Principal Financial Group’s CEO says he doesn’t anticipate any regulatory issues that would prevent the proposed $1.2 billion acquisition of Wells Fargo’s retirement businesses from being approved. 

In an agreement announced this morning, Principal plans to assume ownership of Wells Fargo’s defined contribution, defined benefit, executive deferred compensation, employee stock ownership plans, institutional trust and custody and institutional asset advisory businesses. On a combined basis, the deal will give Principal approximately 7.5 million U.S. retirement customers, double the size of its retirement plan record-keeping business to more than 56,000 plans, and boost retirement plan assets under management to more than $500 million. The transaction is expected to close in the third quarter of this year. 

“In this day and age, size and scale matters greatly,” Houston said in a phone interview this morning. “It allows you to leverage your capabilities. All of the things that go into having a great brand and reputation goes back to size and scale.” 

Houston said he anticipates that the Iowa Insurance Division, which has regulatory authority over the deal, “will have no problem approving this.” 

Additionally, the size of Principal’s combined business following the transaction “doesn’t come close” to approaching a level that would draw federal antitrust scrutiny, he said. “I wouldn’t anticipate any speed bumps,” he said.  

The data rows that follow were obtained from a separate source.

PR #2612, opened 2023-07-25
Improved handling of genesis failures

maackle:
### Summary

- If genesis fails while installing an app, the default behavior is now to delete all installed cells and make sure the app is not installed (previously, cells were not uninstalled)
- If the `ignore_genesis_failure` flag is set, the app is installed and the cells have empty/partial source chains. This is only really useful for CHC sync, in the following scenario:
    - attempt to install app, and find that genesis has already been performed from the CHC
    - perform a CHC sync on the partially initialized cell to get it up to speed with what's in the CHC

### TODO:


crates/holochain/src/conductor/conductor.rs
```diff
@@ -1400,15 +1402,31 @@ mod app_impls {
...
+                // Return the result, which be may an error if no_rollback was specified
+                genesis_result.map(|()| stopped_app)
+            } else if let Err(err) = genesis_result {
+                // Rollback created cells on error
+                dbg!("removed cells");
+                self.remove_cells(&cell_ids).await;
+                Err(err)
+            } else {
+                unreachable!()
+            }
```
maackle, line 1429: This is an interesting bit to review

crates/holochain_types/src/record.rs
```diff
@@ -365,11 +365,11 @@ impl SignedActionHashedExt for SignedActionHashed {
         let (action, signature) = signed_action.into();
         Self::with_presigned(action.into_hashed(), signature)
     }
-    /// Construct by signing the hash of the action
+    /// Construct by signing the Action (NOT including the hash)
     async fn sign(keystore: &MetaLairClient, action_hashed: ActionHashed) -> LairResult<Self> {
         let signature = action_hashed
             .author()
-            .sign(keystore, action_hashed.as_hash())
+            .sign(keystore, action_hashed.as_content())
```
maackle, line 372: I changed this in the base PR and this essentially reverts it to the original behavior

robbiecarlton (commented):
@maackle - were you planning to add the `dna_hash` or `dna_role` in the `ChcHeadMoved` error in this pr?

ThetaSinner:
This seems to be having issues building, I'm going to hold off reviewing until this is building

crates/holochain/src/conductor/conductor.rs
jost-s: LGTM
I suggest to take the dbg statement out or replace it with a trace log

jost-s (approved):

maackle:
@jost-s I'm going to make a PR to add this clippy lint https://rust-lang.github.io/rust-clippy/master/index.html#/dbg_macro

maackle:
@robbiecarlton here's the other fix https://github.com/holochain/holochain/pull/2616

maackle:
Also I don't have any clue so far why this isn't building, the diff against develop doesn't look that controversial...

maackle:
Looks like this work is already merged.

PR #2620, opened 2023-07-27
Extract and test agent info update task

ThetaSinner:
### Summary

This is a small piece of code but it was embedded in a more complex function which made it hard to get at with a test. I also wanted to try and test a simpler task before looking at tests for a more complicated one.

### TODO:

### DIFF
--- a/crates/kitsune_p2p/kitsune_p2p/src/spawn/actor/space/agent_info_update.rs
+++ b/crates/kitsune_p2p/kitsune_p2p/src/spawn/actor/space/agent_info_update.rs
@@ -69,8 +69,15 @@ mod tests {
     async fn update_agent_info() {
         let (test_sender, _) = setup(DummySpaceInternalImpl::new()).await;
 
-        // It should be possible to set this as low as 4ms but the update_agent_info calls take a bit of time
-        tokio::time::sleep(Duration::from_millis(6)).await;
+        tokio::time::timeout(Duration::from_millis(30), async {
+            loop {
+                if test_sender.get_called_count().await.unwrap() >= 3 {
+                    break;
+                }
+            }
+        })
+        .await
+        .expect("Timed out before seeing 3 task runs");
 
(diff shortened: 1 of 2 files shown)


crates/kitsune_p2p/kitsune_p2p/src/spawn/actor/space/agent_info_update.rs
```diff
@@ -0,0 +1,309 @@
...
+    }
+
+    #[tokio::test(flavor = "multi_thread")]
+    async fn task_stays_alive_when_update_call_errors() {
+        let mut space_internal_impl = DummySpaceInternalImpl::new();
+        space_internal_impl.respond_with_error = true;
+        let (test_sender, _) = setup(space_internal_impl).await;
+
+        // It should be possible to set this as low as 4ms but the update_agent_info calls take a bit of time
+        tokio::time::sleep(Duration::from_millis(6)).await;
```
neonphog, line 108:
```suggestion
        tokio::time::timeout(Duration::from_millis(100), async {
            loop {
                tokio::time::sleep(Duration::from_millis(1)).await;
                if test_sender.get_errored_count().await.unwrap() >= 3 {
                    break;
                }
            }
        }).await.unwrap();
```

maackle (approved):
Looks good. If you create a bunch more tests of this nature maybe there can be a way to reduce the boilerplate of leaving a bunch of methods undefined. Also an opportunity to think about ways to restructure ghost actor logic to be more amenable to testing, in light of transitioning away from ghost actor.

crates/kitsune_p2p/kitsune_p2p/src/spawn/actor/space/agent_info_update.rs
ThetaSinner: Good suggestion thanks, applied to both tests that were set up this way

ThetaSinner:
Totally agree about the boilerplate, definitely to bear in mind when thinking about making changes to the code.

PR #2608, opened 2023-07-25
Update release mode

ThetaSinner:
### TODO:
- [ ] CHANGELOG(s) updated with appropriate info
- [ ] Just before pressing the merge button, ensure new entries to CHANGELOG(s) are still under the _UNRELEASED_ heading

PR #2622, opened 2023-07-28
Require dev dependencies on workspace crates to use path only req

ThetaSinner:
### Summary

Prevents the issue that was stopping #2608 building from happening again

### TODO:

### DIFF
--- a/crates/holochain_state/Cargo.toml
+++ b/crates/holochain_state/Cargo.toml
@@ -58,7 +58,7 @@ arbitrary = "1.0"
 fixt = { path = "../fixt" }
 holochain_wasm_test_utils = { path = "../test_utils/wasm" }
 matches = "0.1.8"
-holochain_trace = { version = "^0.3.0-beta-dev.1", path = "../holochain_trace" }
+holochain_trace = { path = "../holochain_trace" }
 pretty_assertions = "0.6.1"
 
 tempfile = "3.3"
--- a/crates/holochain_websocket/Cargo.toml
+++ b/crates/holochain_websocket/Cargo.toml
@@ -31,7 +31,7 @@ url2 = "0.0.6"
 holochain_types = { path = "../holochain_types", features = ["sqlite"] }
 linefeed = "0.6"
 unwrap_to = "0.1.0"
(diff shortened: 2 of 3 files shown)


ThetaSinner:
test

Great, it already caught something. I'm going to pretend I left that there deliberately as a test :)

ThetaSinner:
Hmm, it seems this combination of crates can't be changed...

steveej (commented):
i haven't thought through why this causes CI to error with "Error: release ordering is broken".

my feedback on this solution is that it prevents these crates from being published, because

> Note: [crates.io](https://crates.io/) does not allow bare * versions.

see https://doc.rust-lang.org/cargo/reference/specifying-dependencies.html#wildcard-requirements and i'm fairly certain that this applies to dev-dependencies and it prevented a release in the past.

hence the solution to the problem could be to change [`Crate::set_version`](https://github.com/holochain/holochain/blob/c28737f0175563bdfa10cc043ac75b9bd0afa099/crates/release-automation/src/lib/crate_selection/mod.rs#L96) which supposedly recurses into (*)dependencies.

ThetaSinner:
The majority of our dev dependencies are specified with a path only already - e.g. https://github.com/holochain/holochain/blob/develop/crates/kitsune_p2p/kitsune_p2p/Cargo.toml#L63 and https://github.com/holochain/holochain/blob/develop/crates/holochain_state/Cargo.toml#L55

These ones with versions are actually an outlier where the versions should be unnecessary.

According to the data model that cargo is exposing it looks 'no version' is distinct from 'any version' because the version to use it completely defined by what's at the target path. I could look again at updating dev versions but it didn't look that straight forward to make sure they are consistently included. I'm not convinced yet that's the right way to go

steveej:
> According to the data model that cargo is exposing it looks 'no version' is distinct from 'any version'

i.e. omitting `version = ...` vs `version = "*"`, this makes sense to me and it might be what was tripping it up back then. our code doesn't distinguish these and this is probably why we run into errors now on CI. so far the code only pulls dev-dependencies into the publish tree if it is versioned.

PR #3501, opened 2024-03-24
chore: fix typos

xiaoxianBoy:
fix some typos


ThetaSinner (approved):
Nice, thank you! We should probably set up spell check on our CI really :D 

That is something we have on another project https://github.com/holochain/docs-pages/blob/main/.github/workflows/spellcheck.yaml and it's rather useful.

PR #3506, opened 2024-03-25
Consistency waiting macro for easier errors

maackle:
### Summary

Just uses a macro to await consistency, so that when there is a test failure, the actual instance of consistency failure is displayed. Also allows actually specifying the total timeout as a value rather than separate functions for 10s, 60s, etc.

Also eases up on the retries for consistency a bit: 100ms retry interval for the first 1 second, then 500ms interval for the next 9s, then 1000ms interval beyond that.

### TODO:

### DIFF
--- a/crates/holochain/src/sweettest/sweet_consistency.rs
+++ b/crates/holochain/src/sweettest/sweet_consistency.rs
@@ -72,3 +72,15 @@ pub async fn await_consistency_advanced<'a, I: IntoIterator<Item = (&'a SweetCel
         .collect();
     consistency_dbs(&all_cell_dbs[..], timeout.into().into_duration()).await
 }
+
+/// Wait for all cells to reach consistency for 10 seconds
+#[deprecated = "Use `await_consistency()` with a timeout of `10` instead"]
+pub async fn consistency_10s<'a, I: IntoIterator<Item = &'a SweetCell>>(all_cells: I) {
+    await_consistency(10, all_cells).await.unwrap()
+}
+
+/// Wait for all cells to reach consistency for 60 seconds
+#[deprecated = "Use `await_consistency()` with a timeout of `60` instead"]
+pub async fn consistency_60s<'a, I: IntoIterator<Item = &'a SweetCell>>(all_cells: I) {
+    await_consistency(60, all_cells).await.unwrap()
+}
--- a/crates/holochain/src/sweettest/sweet_consistency.rs
+++ b/crates/holochain/src/sweettest/sweet_consistency.rs
@@ -10,13 +10,13 @@ use super::*;
 /// Wait for all cells to reach consistency for 10 seconds
 #[macro_export]
 macro_rules! consistency {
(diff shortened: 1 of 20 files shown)


crates/holochain/src/sweettest/sweet_consistency.rs
```diff
@@ -8,52 +8,38 @@ use std::time::Duration;
 use super::*;
 
 /// Wait for all cells to reach consistency for 10 seconds
-pub async fn consistency_10s<'a, I: IntoIterator<Item = &'a SweetCell>>(all_cells: I) {
-    const NUM_ATTEMPTS: usize = 100;
-    const DELAY_PER_ATTEMPT: std::time::Duration = std::time::Duration::from_millis(100);
-    consistency(all_cells, NUM_ATTEMPTS, DELAY_PER_ATTEMPT).await
+#[macro_export]
+macro_rules! await_consistency {
```
ThetaSinner, line 12: I think the root of this problem was that we weren't returning errors to the test for it to unwrap. Instead we were panicking inside the consistency check and you couldn't tell which one failed, as you are pointing out. So I think this code does the right thing by bringing the panic up into the test but could it be done with a function instead of a macro? 

The IDE support for macros is limited because it can't give you type information or even tell you what syntax to use. I'd much rather write `await_consistency(...).await.unwrap()` even if it's a few more characters, because that way I can see what's going on from within my test without drilling down through a macro.

ThetaSinner (commented):
Agree this is a problem and really pleased to see a fix. Just one query about the implementation using a macro but otherwise the change looks good!

crates/holochain/src/sweettest/sweet_consistency.rs
maackle: @ThetaSinner I was wondering that myself. I used a macro because `unwrap()` seems to print the Debug and not the Display of the error, so newlines are shown as `\n`. But we could also just change this to print the error before returning the error, and unwrap like you say. I also kind of like the conciseness of the macro but I'm also favorable to reaping the benefit of it not being a macro.

ThetaSinner: Ahh interesting, that's a funky interaction. Any chance of changing the debug to use the display?

But yes, printing the message before returning the error sounds like a good solution to me

jost-s: I agree to printing the message before returning the error and would favor a function over a macro. Would the function be more complex or longer, I wonder?

maackle: I suppose I could make a custom Error type whose Debug impl is the Display impl of String :) I'll give that a shot

maackle: Yep, that worked

jost-s (approved):
Noice

ThetaSinner (approved):
Fantastic!

PR #3509, opened 2024-03-26
docs(github): simplify pull request template

jost-s:
### Summary
I propose to remove the second todo as I believe it's rarely ever noticed/used.

### TODO:

### DIFF
--- a/.github/pull_request_template.md
+++ b/.github/pull_request_template.md
@@ -3,5 +3,4 @@
 
 
 ### TODO:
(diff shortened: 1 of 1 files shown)


maackle (approved):
Agree, I think we haven't had any problems with that in a long time.

ThetaSinner:
Yep, happy with this. In the worst case where something ends up in the wrong place it can be moved on a PR later, so really not a major consequence :)

neonphog (approved):

PR #3520, opened 2024-03-29
feat(envrc): use online versions/0_2

steveej:
this is required because we don't backport the version bumps to the develop-0.2 branch.

### TODO:


steveej:
closing because it was the effect of an outdated checkout of develop-0.2

PR #3539, opened 2024-04-03
Fix upcoming lint issues

ThetaSinner:
### Summary

Clippy lints up to `clippy 0.1.77 (7cf61eb 2024-03-27)`

### TODO:


crates/kitsune_p2p/proxy/src/tx2.rs
```diff
@@ -1,5 +1,4 @@
 #![allow(clippy::new_ret_no_self)]
-#![allow(clippy::blocks_in_if_conditions)]
```
ThetaSinner, line 2: This has been renamed and made more strict, decided to just drop the allow and fix occurrences because it's a valid lint IMO

neonphog (approved):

Houston said he’s excited about the expertise and knowledge the Wells Fargo retirement teams bring, as well as the four primary locations that it will add to Principal’s global footprint: Charlotte, N.C.; Minneapolis; Waco, Texas; and Manila in the Philippines.  

“Best in class is what comes to my mind whenever you bring two companies together,” he said. 
“You think about the solutions, the technology you’re bringing. But at the end of the day, it’s the ability to bring their people together with our people.” 

Having completed a six-month due diligence process, “we couldn’t be happier with the expertise and knowledge of the Wells Fargo people,” he said. “And we really like the footprint that [these locations] bring to Principal going forward.”

As part of the agreement, Principal will pay up to $150 million in “earnout” compensation to Wells Fargo that would be paid out two years after the close of the transaction as an incentive for Wells Fargo. 

“It’s a very deliberate effort to create a business plan,” Houston said. “There is nothing we would enjoy more than paying that out, and the only way that we pay that out is $150 million for having exceeded our baseline expectations in the formula.”  

It remains to be seen how many of the approximately 2,500 Wells Fargo team members will be retained by Principal, but the operations are largely complementary rather than redundant, Houston said. The transaction will have negligible impact on staffing levels at its Des Moines headquarters, he said. 

As big as it is, the $1.2 billion deal will actually be the second-largest acquisition in the Principal’s history. Its acquisition of Chile pension manager AFP Cuprum SA, which closed in 2013, topped $1.5 billion.